Katherine Missimer - "Exploiting Solid State Drive Parallelism for Real-Time Flash Storage" - PhD Final Defense

  • Starts: 11:00 am on Wednesday, August 12, 2020
  • Ends: 1:00 pm on Wednesday, August 12, 2020
The increased volume of sensor data generated by emerging applications in areas such as autonomous vehicles requires new technologies for storage and retrieval. NAND flash memory has desirable characteristics for real-time information storage and retrieval, such as non-volatility, shock resistance, low power consumption and fast access time. However, NAND flash memory management suffers high tail latency during storage space reclamation. This is unacceptable in a real-time system, where missed deadlines can have potentially catastrophic consequences. Current methods to ensure timing guarantees in flash storage do not explicitly exploit the internal parallelism in Solid State Drives (SSDs).
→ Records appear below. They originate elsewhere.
PR #1296, opened 2023-11-17
Delete .github/workflows/semgrep.yml

jackdawm:
## What was changed
Delete the Semgrep workflow file in this repo.

## Why?
Now that the Semgrep CI workflow is shared and runs on every repo, this per-repo file is no longer needed.

### How was this tested:

Saw the org-level action show up in the Actions tab in other repos and it runs successfully.

### DIFF
--- a/.github/CODEOWNERS
+++ b/.github/CODEOWNERS
@@ -3,9 +3,3 @@
 # @temporalio/sdk will be requested for review when
 # someone opens a pull request.
 * @temporalio/sdk
-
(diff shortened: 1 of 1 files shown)


krousey (approved):

mjameswh:
@jackdawm Can we also remove entries in [the CODEOWNER file](https://github.com/temporalio/sdk-typescript/blob/main/.github/CODEOWNERS#L7-L11)?

mjameswh (approved):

Modern SSDs are able to support massive amounts of parallelism, as evidenced by the shift from the Advanced Host Controller Interface (AHCI) to the Non-Volatile Memory Host Controller Interface (NVMe), a multi-queue interface. This thesis focuses on providing predictable, low-latency guarantees for read and write requests in NAND flash memory by exploiting the internal parallelism in SSDs. The first part of the thesis presents a partitioned flash design that dynamically assigns each parallel flash unit to perform either reads or writes. To access data from a flash unit that is busy servicing a write request or performing garbage collection, the device rebuilds the data using encoding. Consequently, reads are never blocked by writes or storage space reclamation. In this design, however, low read latency is achieved at the expense of write throughput. The second part of the thesis explores how to predictably improve performance by minimizing the garbage collection cost in flash storage. The root cause of this extra cost is due to the SSD's inability to accurately determine data lifetime and group together data that expires before space needs to be reclaimed. This is exacerbated by the narrow block I/O interface, which prevents optimizations from either the device or the application above. By sharing application-specific knowledge of data lifetime with the device, the SSD is able to efficiently lay out data such that garbage collection is minimized.